In Response to: His Secret Life

Princeton’s demise: Merely as an arbitrary benchmark I have chosen Fidel Castro’s Princeton visit, April 20-21, 1959, at the behest of  his adulating admirers even then, amongst the faculty and staff of the University. Subsequently we saw a significant modification in the requisites required for even an A.B. degree. Elimination of even a basic course in political science, civics, or economics. This was accompanied by the elimination of limited religious attendance for the freshman year. Possibly a precursor of an evolving trend?

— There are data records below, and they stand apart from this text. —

PR #3652, opened 2024-12-16
expose logLevel for apiserver containers

ti-afra:
## For PR author

- [ ] Tests for change.

## For PR reviewers

- [ ] Appropriate labels:


api/v1/apiserver_types.go
```diff
@@ -86,6 +86,11 @@ type APIServerDeploymentContainer struct {
 	// If used in conjunction with the deprecated ComponentResources, then this value takes precedence.
 	// +optional
 	Resources *v1.ResourceRequirements `json:"resources,omitempty"`
+
+	// +kubebuilder:validation:Enum=fatal;error;warn;info;debug;trace
```
caseydavenport, line 90: These should be capitalized - e.g., `Fatal`, `Error`, etc. 

This just matches k8s API conventions for enum types

pkg/render/apiserver.go
```diff
@@ -1284,6 +1300,24 @@ func (c *apiServerComponent) queryServerContainer() corev1.Container {
...
+		for _, con := range containers {
+			if strings.Contains(con.Name, "queryserver") {
+				if logLevel := con.LogLevel; logLevel != nil {
+					env = append(env, corev1.EnvVar{Name: "LOGLEVEL", Value: *logLevel})
+				}
+			}
+		}
+	} else {
+		// set default LOG_LEVEL to info when not set by the user
+		env = append(env, corev1.EnvVar{Name: "LOGLEVEL", Value: "info"})
```
caseydavenport, line 1318: LOG_LEVEL?

ti-afra: in queryserver, it's checking for `LOGLEVEL` and in apiserver it's checking for `LOG_LEVEL` and I just found out about it. Since we already cut the release in calico-private, I thought I keep it consistent with the variables already defined in these two services and maybe change the one in queryserver master. WDYT?
Is the operator version to calico-private release version 1-1? or do we need to be backward compatible to some versions in the operator?

caseydavenport: A given operator always installs a specific version of Calico, so don't need to worry about that. But if they use different vars then there's nothing to do here in this PR - just kind of annoying :sweat_smile: 

Wanted to make sure it wasn't a typo

ti-afra: I should be updating the comment though!

caseydavenport (approved):

PR #3667, opened 2024-12-19
expose logLevel for apiserver containers (#3652)

ti-afra:
* expose logLevel in apiserver manifest for its containers

* fix unstable gomega match for large nested dex policies

gomega Expect was not able to compare correctly the dex policies and would fail when running in "Run" mode but pass when running in "Debug" mode.
It was also passing when we print the values before the Expect().To() call.

To fix this, we convert the larger and nested struct to String and compare the string values.

* update crd: securityeventwebhooks

## For PR author

- [ ] Tests for change.

## For PR reviewers

- [ ] Appropriate labels:


rene-dekker (approved):
lgtm

PR #3630, opened 2024-12-03
Restrict tigera-operator secret access to namespace only

vara2504:
Restrict tigera-operator secret access to namespace only, retain get/list/watch cluster-wide 
https://tigera.atlassian.net/browse/EV-5410

Tested external prometheus ,
bz addons run external-prometheus:setup
bz addons run wireguard:setup
image

External-prometheus E2E  passed

## For PR author

- [ ] Tests for change.
- [ ] If changing pkg/apis/, run `make gen-files`
- [ ] If changing versions, run `make gen-versions`

## For PR reviewers

A note for code reviewers - all pull requests must have the following:

- [ ] Milestone set according to targeted release.
- [ ] Appropriate labels:
  - `kind/bug` if this is a bugfix.
  - `kind/enhancement` if this is a a new feature.
  - `enterprise` if this PR applies to Calico Enterprise only.

PR #3668, opened 2024-12-19
Allow operator to create secrets in tigera-gateway namespace

nelljerram:
(Per pattern of #3630)

Also fix a log typo


rene-dekker (approved):
lgtm

PR #4214, opened 2025-10-15
Include prometheus and alertmanager status in monitor status

alexh-tigera:
## Description

The monitor should be unavailable if there is a prometheus or alertmanager instance that is unavailable. This handles the case where the prometheus install failed, and the statefulsets haven't been created yet.

## Release Note

```release-note
Fixed a race condition in tigerastatus monitor where the alertmanager and prometheus statefulsets hadn't been created yet, but the monitor was marked as Available.
```

## For PR author

- [ ] Tests for change.

## For PR reviewers

- [ ] Appropriate labels:

### DIFF
--- a/pkg/controller/monitor/monitor_controller.go
+++ b/pkg/controller/monitor/monitor_controller.go
@@ -364,15 +364,17 @@ func (r *ReconcileMonitor) Reconcile(ctx context.Context, request reconcile.Requ
 	}
 
 	if p != nil {
+		available := monitoringv1.ConditionFalse
+
 		for _, cond := range p.Status.Conditions {
-			if cond.Type == monitoringv1.Available && cond.Status != monitoringv1.ConditionTrue {
-				r.status.SetDegraded(operatorv1.ResourceNotReady, "Prometheus component is not available", err, reqLogger)
-				return reconcile.Result{}, err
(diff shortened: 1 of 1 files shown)


pkg/controller/monitor/monitor_controller.go
```diff
@@ -356,6 +357,44 @@ func (r *ReconcileMonitor) Reconcile(ctx context.Context, request reconcile.Requ
...
+		return reconcile.Result{}, err
+	}
+
+	if p != nil {
+		for _, cond := range p.Status.Conditions {
+			if cond.Type == monitoringv1.Available && cond.Status != monitoringv1.ConditionTrue {
+				r.status.SetDegraded(operatorv1.ResourceNotReady, "Prometheus component is not available", err, reqLogger)
+				return reconcile.Result{}, err
+			}
+			if cond.Type == monitoringv1.Reconciled && cond.Status != monitoringv1.ConditionTrue {
```
rene-dekker: Just curious what made you decide to add this condition check as well? Is there a situation where this could be false, while the Available condition is not?

alexh-tigera: Good point. We don't want to check Reconciled as it can be False during an upgrade, but still available. 

Fixed in 7aec2000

Rather than a chronicle of subsequent events from the SDS forming on campus during the Vietnam conflict through the current woke “enlightenment,” I would rather cite your magazine’s laudatory article last year, commending two recent alumnus entrepreneurs on their highly successful cannabis business endeavors. Unbelievably that nadir has now been exceeded by this even more arduous effort lauding an alumnus (Class of 1962) of this formerly esteemed institution, who was tried and found guilty by due Western judicial process of  being  an agent for the Stasi, secret police of the former East German “Republic,” and who is totally unrepentant. In case of the fact that you are unaware the Stasi were seamless with the KGB of the now collapsed USSR, replaced by the FSB (Federal'naya Sluzhba Bezopasnosti) of the Russian Federation, who just happens to be engaged in a “special military operation” with Ukraine.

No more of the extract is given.